• _What to work on_
From the opening line of the records through the line bearing "improve code coverage", set down every line exactly.

• _Stored data entries_
● ● ● ● ●
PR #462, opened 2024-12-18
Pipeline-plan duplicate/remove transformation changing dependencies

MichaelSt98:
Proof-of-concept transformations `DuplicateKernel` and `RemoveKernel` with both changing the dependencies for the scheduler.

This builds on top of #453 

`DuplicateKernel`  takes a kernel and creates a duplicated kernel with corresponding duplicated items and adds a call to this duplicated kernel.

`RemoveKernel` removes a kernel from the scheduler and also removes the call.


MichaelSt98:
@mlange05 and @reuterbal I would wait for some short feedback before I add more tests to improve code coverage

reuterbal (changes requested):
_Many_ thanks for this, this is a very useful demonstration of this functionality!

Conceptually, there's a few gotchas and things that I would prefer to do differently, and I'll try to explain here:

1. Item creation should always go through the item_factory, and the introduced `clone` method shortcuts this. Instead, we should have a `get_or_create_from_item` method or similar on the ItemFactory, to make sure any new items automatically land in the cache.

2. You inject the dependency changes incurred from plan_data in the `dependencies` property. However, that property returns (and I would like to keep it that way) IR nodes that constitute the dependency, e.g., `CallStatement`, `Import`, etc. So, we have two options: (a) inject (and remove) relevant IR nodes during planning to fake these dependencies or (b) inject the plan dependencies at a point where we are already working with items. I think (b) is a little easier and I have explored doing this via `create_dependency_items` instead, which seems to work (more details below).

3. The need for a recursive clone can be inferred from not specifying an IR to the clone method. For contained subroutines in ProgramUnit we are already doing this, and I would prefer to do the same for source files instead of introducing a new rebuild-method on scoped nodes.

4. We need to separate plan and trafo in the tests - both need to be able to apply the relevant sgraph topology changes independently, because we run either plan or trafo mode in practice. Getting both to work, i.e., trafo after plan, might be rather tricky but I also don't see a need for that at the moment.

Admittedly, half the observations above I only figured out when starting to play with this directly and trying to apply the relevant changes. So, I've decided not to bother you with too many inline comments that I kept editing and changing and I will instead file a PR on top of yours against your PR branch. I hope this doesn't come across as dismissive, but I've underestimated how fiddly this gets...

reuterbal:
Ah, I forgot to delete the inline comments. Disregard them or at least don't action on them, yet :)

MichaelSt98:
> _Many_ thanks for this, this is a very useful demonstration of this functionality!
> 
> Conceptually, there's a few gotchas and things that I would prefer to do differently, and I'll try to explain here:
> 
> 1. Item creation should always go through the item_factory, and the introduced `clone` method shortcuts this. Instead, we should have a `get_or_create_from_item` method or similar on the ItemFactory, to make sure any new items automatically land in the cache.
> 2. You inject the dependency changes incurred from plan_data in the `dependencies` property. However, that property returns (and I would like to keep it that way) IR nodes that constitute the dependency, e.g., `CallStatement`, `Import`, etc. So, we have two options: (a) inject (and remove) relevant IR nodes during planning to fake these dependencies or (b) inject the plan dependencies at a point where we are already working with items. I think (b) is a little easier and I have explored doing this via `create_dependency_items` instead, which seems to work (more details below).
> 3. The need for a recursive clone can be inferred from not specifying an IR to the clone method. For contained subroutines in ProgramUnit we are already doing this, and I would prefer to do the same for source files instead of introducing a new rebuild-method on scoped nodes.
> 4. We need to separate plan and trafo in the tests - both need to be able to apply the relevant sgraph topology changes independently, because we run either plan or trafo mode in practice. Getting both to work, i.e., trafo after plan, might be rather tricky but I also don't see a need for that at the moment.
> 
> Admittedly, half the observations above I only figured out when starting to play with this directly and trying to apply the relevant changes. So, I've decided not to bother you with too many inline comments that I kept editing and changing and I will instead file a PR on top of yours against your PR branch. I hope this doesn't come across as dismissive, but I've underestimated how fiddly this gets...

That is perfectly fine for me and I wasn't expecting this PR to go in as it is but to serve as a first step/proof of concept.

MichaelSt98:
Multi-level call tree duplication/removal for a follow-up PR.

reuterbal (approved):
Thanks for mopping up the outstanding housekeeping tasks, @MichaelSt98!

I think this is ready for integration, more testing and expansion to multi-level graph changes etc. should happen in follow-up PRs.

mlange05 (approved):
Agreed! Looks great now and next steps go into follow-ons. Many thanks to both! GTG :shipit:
● ● ● ● ●
• _Written answer_
PR #462, opened 2024-12-18
Pipeline-plan duplicate/remove transformation changing dependencies

MichaelSt98:
Proof-of-concept transformations `DuplicateKernel` and `RemoveKernel` with both changing the dependencies for the scheduler.

This builds on top of #453 

`DuplicateKernel`  takes a kernel and creates a duplicated kernel with corresponding duplicated items and adds a call to this duplicated kernel.

`RemoveKernel` removes a kernel from the scheduler and also removes the call.


MichaelSt98:
@mlange05 and @reuterbal I would wait for some short feedback before I add more tests to improve code coverage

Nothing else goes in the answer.